I am finishing my spiritual autobiography, which kind of rounds out this cycle of 75. I’m in my 11th rewriting, so it’s close, and then it’s just getting it out there. I will have another book, and I never plan to write books. But it’ll be “Spiritual Fasting”.

But my focus now is a spiritual autobiography called “Disappearing into the Nothing”. And my wonderful daughter, who lives in New York, kind of gave me a little bit of a clue about the title. My kids are a little bit involved in all this, and it’s good.

I did write a book called “Conscious Parenting”, but it’s more about conscious Grand-parenting. I’m seeing some openings where grandparents need to be more honored, and take a little bit more leadership, to rebalance our society. I see something there; I don’t know what it is right now. But that’s where we’re going.

But the subtle message I’m also giving, what we call a Meta communication (which you probably know that language; it’s a communication behind the communication), is, “Hey, what are you doing to be getting stronger, more flexible, quicker and more endurance? You’re supposed to be going the other way. How come?”

That message needs to get out, so people can not buy into it like they bought into Type II diabetes being incurable. No, no, no. We can get stronger, wiser, more flexible, and clearer with age. So that’s a meta communication to everything that’s going on.

There aren’t a whole lot of avenues at this moment, but I know that will open up more and more.

Those are like a few of the projects. I have a lot more projects, but it mostly is expanding our humanitarian work. There’s a lot, actually. And I’m actually being freed up to be more active out in the world.

Robyn: Oh, that’s so exciting. So inspiring. Thank you for being one of the few who, at 75, isn’t retiring and doing as little as possible; you’re just giving so much.

Where can people find you on social media? What books do you suggest they purchase of yours? Tell us a little bit more where we can find you.

Dr. Cousens: They can just go to doctorousens.com and that directs them into a variety of places.

We have the Tree of Life Foundation, which is a nonprofit. I do a lot of work. I’m basically the Essene leader around the world, so that’s more of a spiritual focus. And we have a gathering with that.

I’m starting now to do three-day meditation retreats. The first will be in March, where we’re giving Shaktipat three times a day for three days, which is real intensive.

Those are all on doctorcousens.com and I’ll also refer you to Gabrielcousens.com which is my Spanish Portuguese, English, three-language website that’s happening.

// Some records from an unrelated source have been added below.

PR #915, opened 2023-09-12
SONARIAC-1089 S6437 Hardcoded secrets in wget, curl, sshpass and htpasswd

mstachniuk:


iac-extensions/docker/src/test/java/org/sonar/iac/docker/checks/utils/command/ArgumentResolutionIncludeUnresolvedPredicateTest.java
```diff
@@ -0,0 +1,35 @@
...
+ * along with this program; if not, write to the Free Software Foundation,
+ * Inc., 51 Franklin Street, Fifth Floor, Boston, MA  02110-1301, USA.
+ */
+package org.sonar.iac.docker.checks.utils.command;
+
+import org.junit.jupiter.api.Test;
+
+import static org.assertj.core.api.Assertions.assertThat;
+
+class ArgumentResolutionIncludeUnresolvedPredicateTest {
```
jonas-wielage-sonarsource, line 26: I would like some actual testing on the matching, if it's possible. Especially seeing different types in action.

jonas-wielage-sonarsource (changes requested):
While I see that the logic is good and working, I believe we could still improve here. Please have a look at my comments.

iac-extensions/docker/src/test/resources/checks/SecretsGenerationCheck/wget_template.dockerfile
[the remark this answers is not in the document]
mstachniuk: Yes, for all 4 commands long and short forms are checked, where applicable.

iac-extensions/docker/src/test/resources/checks/SecretsGenerationCheck/wget_template.dockerfile
```diff
@@ -0,0 +1,95 @@
+FROM ubuntu:22.04
+
+ARG PASSWORD
+
+# Noncompliant@+1
+RUN wget --user=guest --flag=MySuperPassword https://example.com
```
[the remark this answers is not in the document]
mstachniuk: Yes, or template or copy-paste 🤷‍♂️

iac-extensions/docker/src/main/java/org/sonar/iac/docker/checks/SecretsGenerationCheck.java
```diff
@@ -62,10 +63,68 @@ public class SecretsGenerationCheck implements IacCheck {
     .withAnyOptionExcluding(Collections.emptyList())
     .build();
 
+  private static final CommandDetector WGET_PASSWORD_EQUALS = wgetFlagEquals("--password");
```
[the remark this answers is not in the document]
mstachniuk: Yes, it's hard to choose the best name. 
Let's add 2 small comments on 2 first constant and following rename:
`WGET_PASSWORD_EQUALS` -> `WGET_PASSWORD_FLAG_EQUALS_PWD`

iac-extensions/docker/src/main/java/org/sonar/iac/docker/checks/SecretsGenerationCheck.java
```diff
@@ -77,5 +136,67 @@ private static void checkRunInstruction(CheckContext ctx, RunInstruction runInst
...
+      ctx.reportIssue(new CommandDetector.Command(resolvedArgument), MESSAGE);
+    }
+  }
+
+  private static ArgumentResolution getLastArgument(CommandDetector.Command command) {
+    List<ArgumentResolution> arguments = command.getResolvedArguments();
+    return arguments.get(arguments.size() - 1);
+  }
+
+  private static class HtpasswdDetector {
```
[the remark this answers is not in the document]
mstachniuk: This was almost my first implementation, but then I had a problem with cyclomatic complexity.
Other commands (like `git` `ls`) also support the pattern that `-b -n` can be replaced by `-bn`.
So next time it will be easier to extract similar logic.

Another reason for a separate static class is SRP/granularity. `SecretsGenerationCheck` executes all checks using "high-level" `CommandDetector` DLS. The logic in `HtpasswdDetector` is "low-level". It deserves for at least separate static class.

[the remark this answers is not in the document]
jonas-wielage-sonarsource: Fair point. The thing that I don't like about this approach is the creation of a new class object for every command encountered. What about still encapsulating this in a private class, which only has a static boolean method instead of a "public" constructor?

iac-extensions/docker/src/main/java/org/sonar/iac/docker/checks/utils/command/IncludeUnresolvedPredicate.java
```diff
@@ -0,0 +1,41 @@
...
+ * You should have received a copy of the GNU Lesser General Public License
+ * along with this program; if not, write to the Free Software Foundation,
+ * Inc., 51 Franklin Street, Fifth Floor, Boston, MA  02110-1301, USA.
+ */
+package org.sonar.iac.docker.checks.utils.command;
+
+import java.util.function.Predicate;
+import org.sonar.iac.docker.symbols.ArgumentResolution;
+
+public class IncludeUnresolvedPredicate extends SingularPredicate {
```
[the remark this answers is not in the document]
mstachniuk: Actually `IncludingUnresolvedArgumentsPredicate` because `SingularPredicate` ignores matching when the Argument is unresolved.

iac-extensions/docker/src/main/java/org/sonar/iac/docker/checks/utils/command/ArgumentResolutionIncludeUnresolvedPredicate.java
```diff
@@ -0,0 +1,66 @@
...
+    ArgumentResolution resolution = context.getNextArgumentToHandleAndRemoveFromList();
+
+    if (predicate.test(resolution)) {
+      // Add matched argument
+      context.addAsArgumentToReport(resolution);
+    } else {
+      context.setStatus(FOUND_NO_PREDICATE_MATCH);
+      return;
+    }
+    context.setStatus(CONTINUE);
```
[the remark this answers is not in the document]
mstachniuk: I have an idea of how it can be changed, but let's discuss it offline (and for sure not in the scope of this PR).

iac-extensions/docker/src/main/java/org/sonar/iac/docker/checks/SecretsGenerationCheck.java
```diff
@@ -62,20 +66,164 @@ public class SecretsGenerationCheck implements IacCheck {
...
+    if (!dockerImage.isLastDockerImageInFile()) {
+      return;
+    }
+
+    List<RunInstruction> runInstructions = dockerImage.instructions().stream()
+      .filter(RunInstruction.class::isInstance)
+      .map(RunInstruction.class::cast)
+      .collect(Collectors.toList());
+
+    runInstructions.forEach(runInstruction -> checkRunInstruction(ctx, runInstruction));
```
jonas-wielage-sonarsource, line 151: You can use `forEach` directly in line 149 to the extra collection

iac-extensions/docker/src/main/java/org/sonar/iac/docker/checks/utils/command/ArgumentResolutionIncludeUnresolvedPredicate.java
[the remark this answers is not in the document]
jonas-wielage-sonarsource: That's true. Let's create a ticket for it, and maybe simply `ABORT` the detection when the type is not implemented yet.

iac-extensions/docker/src/main/java/org/sonar/iac/docker/checks/utils/CommandDetector.java
```diff
@@ -253,6 +259,21 @@ public CommandDetector.Builder withPredicatesFrom(CommandDetector.Builder otherB
       return this;
     }
 
+    public CommandDetector.Builder withIncludeUnresolved(Predicate<String> predicate) {
+      addIncludeUnresolved(predicate, MATCH);
+      return this;
+    }
+
+    public CommandDetector.Builder withAnyExcludingIncludeUnresolved(Predicate<String> predicate) {
```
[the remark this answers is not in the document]
jonas-wielage-sonarsource: The problem in my opinion is the hard brake between `Excluding` and `Include`.
Previously we had the excluding at the end so that it's related to the parameter provided. My suggestion would be:
`withAnyIncludingUnresolvedExcluding` or to be more verbose:
`withAnyIncludingUnresolved(But|And)Excluding`

iac-extensions/docker/src/main/java/org/sonar/iac/docker/checks/SecretsGenerationCheck.java
```diff
@@ -62,20 +66,164 @@ public class SecretsGenerationCheck implements IacCheck {
...
     List<ArgumentResolution> resolvedArgument = CheckUtils.resolveInstructionArguments(runInstruction);
 
     DETECTORS.forEach(
       detector -> detector.search(resolvedArgument).forEach(command -> ctx.reportIssue(command, MESSAGE)));
+
+    if (isMountSecret(runInstruction)) {
+      return;
+    }
+
+    DETECTORS_IGNORE_MOUNT_SECRET.forEach(
```
jonas-wielage-sonarsource, line 164: I would not add the `IGNORE_MOUNT_SECRET` to this name, as the detectors don't actively ignore the mount secret. It's only ignored because we are after the if call.
I would add a comment above this line:
`The detectors aren't evaluating a possible mount secret flag, because it is handled in the if condition above`

iac-extensions/docker/src/main/java/org/sonar/iac/docker/tree/impl/DockerImageImpl.java
```diff
@@ -59,6 +60,14 @@ public List<Instruction> instructions() {
...
   }
 
+  @Override
+  public boolean isLastDockerImageInFile() {
+    Body parent = (Body) parent();
+    List<DockerImage> dockerImages = parent.dockerImages();
+    DockerImage last = dockerImages.get(dockerImages.size() - 1);
+    return last == this;
+  }
+
```
jonas-wielage-sonarsource, line 70: Not quite sure if this logic is in the right place here. I think I would have put it in `TreeUtils`. Especially with the call to `parent()`

iac-extensions/docker/src/main/java/org/sonar/iac/docker/checks/utils/CommandDetector.java
```diff
@@ -253,6 +259,21 @@ public CommandDetector.Builder withPredicatesFrom(CommandDetector.Builder otherB
...
+      addCommandPredicate(new IncludingUnresolvedArgumentsPredicate(predicate, ZERO_OR_MORE));
+      return this;
+    }
+
+    public CommandDetector.Builder withArgumentResolutionIncludeUnresolved(Predicate<ArgumentResolution> predicate) {
```
jonas-wielage-sonarsource, line 272: `withIncludingUnresolved` should be enough, as the parameter already describes the required generic

iac-extensions/docker/src/main/java/org/sonar/iac/docker/checks/utils/CommandDetector.java
```diff
@@ -253,6 +259,21 @@ public CommandDetector.Builder withPredicatesFrom(CommandDetector.Builder otherB
       return this;
     }
 
+    public CommandDetector.Builder withIncludeUnresolved(Predicate<String> predicate) {
```
jonas-wielage-sonarsource, line 262: `withIncludingUnresolved`

iac-extensions/docker/src/main/java/org/sonar/iac/docker/checks/utils/command/IncludingUnresolvedArgumentsArgumentResolutionPredicate.java
```diff
@@ -0,0 +1,64 @@
...
+      if (Type.MATCH.equals(t)) {
+        return true;
+      }
+    }
+    return false;
+  }
+
+  @Override
+  public void match(PredicateContext context) {
+    ArgumentResolution resolution = context.getNextArgumentToHandleAndRemoveFromList();
```
jonas-wielage-sonarsource, line 48: IMO should `ABORT` / fail somehow if the type is not MATCH, as we don't have the implementation right now. Maybe worth to create a refactoring ticket

iac-extensions/docker/src/main/java/org/sonar/iac/docker/checks/SecretsGenerationCheck.java
```diff
@@ -62,20 +66,164 @@ public class SecretsGenerationCheck implements IacCheck {
...
   @Override
   public void initialize(InitContext init) {
-    init.register(RunInstruction.class, SecretsGenerationCheck::checkRunInstruction);
+    init.register(DockerImage.class, SecretsGenerationCheck::checkDockerImage);
+  }
+
+  private static void checkDockerImage(CheckContext ctx, DockerImage dockerImage) {
+    if (!dockerImage.isLastDockerImageInFile()) {
+      return;
+    }
```
jonas-wielage-sonarsource, line 144: I like this solution!

jonas-wielage-sonarsource (approved):
LGTM! Please see my suggestions

iac-extensions/docker/src/main/java/org/sonar/iac/docker/checks/SecretsGenerationCheck.java
mstachniuk: > I would not add the IGNORE_MOUNT_SECRET
But then I will have `DETECTORS` list 😢 
Let's rename in that way (to describe what those detectors do):
`DETECTORS` -> `DETECTORS_THAT_STORE_SECRETS`
`DETECTORS_IGNORE_MOUNT_SECRET ` -> `DETECTORS_THAT_HAVE_SECRETS_IN_CMD`

mstachniuk: Also added a different comment with an explanation.

iac-extensions/docker/src/main/java/org/sonar/iac/docker/tree/impl/DockerImageImpl.java
mstachniuk: I disagree. The `*Utils` classes are a sign of a bad design, not Object Oriented Programming.
Our `DockerTree` implementations are in most cases data structures, not rich objects. Our `DockerTree`s look like anemic entities in a typical project with Hibarnate. 

Here is a simple logic, only a real-life instance of `DockerImageImpl` is needed.
It's only valid for `DockerImageImpl`. The `TreeUtils` contains valid functions for all kinds of `Tree` implementations. (BTW IMO they should be moved to the `Tree` interface).

iac-extensions/docker/src/main/java/org/sonar/iac/docker/checks/utils/CommandDetector.java
mstachniuk: `withArgumentResolutionIncludeUnresolved(Predicate<ArgumentResolution>)` -> `withIncludingUnresolved` and
`withIncludeUnresolved(Predicate<String>)` -> `withIncludingUnresolved`
is not possible because of weak Java typing :-|

iac-extensions/docker/src/main/java/org/sonar/iac/docker/checks/utils/command/IncludingUnresolvedArgumentsArgumentResolutionPredicate.java
mstachniuk: It's a baby step, let's discuss it offline how to improve `CommandDetector` design

iac-extensions/docker/src/main/java/org/sonar/iac/docker/checks/utils/CommandDetector.java
jonas-wielage-sonarsource: To bad :/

And then the key books, I think, are different levels of understanding, but “Spiritual Nutrition” is a really important one.  For people interested more in nutrition, a little bit less in spiritual life, it would be “Conscious Eating”, and then “There is a Cure for Diabetes” is more contents-based.

They all have different recipes and things in them. And hopefully within a year my book “Disappearing into the Nothing”, my spiritual autobiography, which will be addressing a whole lot of these things, will be out. Also with poetry that goes along with it. So those are some key books to tune into.

Again, it’s doctorcousens.com that will direct you to everything, and Gabrielcousens.com for the international site. That is probably the easiest way to go about getting it. I am, for the moment, still doing whole person healings. I usually do two and a half to three hours with people. That’s a little bit unique because I try to get to the essence of what’s going on with them, and work on more deeper levels. Because again, in my world, we’re only here to know the divine within ourselves.

Really the focus in all my programs is to help people more deeply connect to their souls, so that is eventually the focus around the world as well.

Robyn: Well, thank you so much for the work you’re doing. Thank you for inspiring me now for 25 years of my own journey, and for being with us today.

Dr. Cousens: It’s my joy, and in line with what I’ve been talking about. I’m happy to be on again.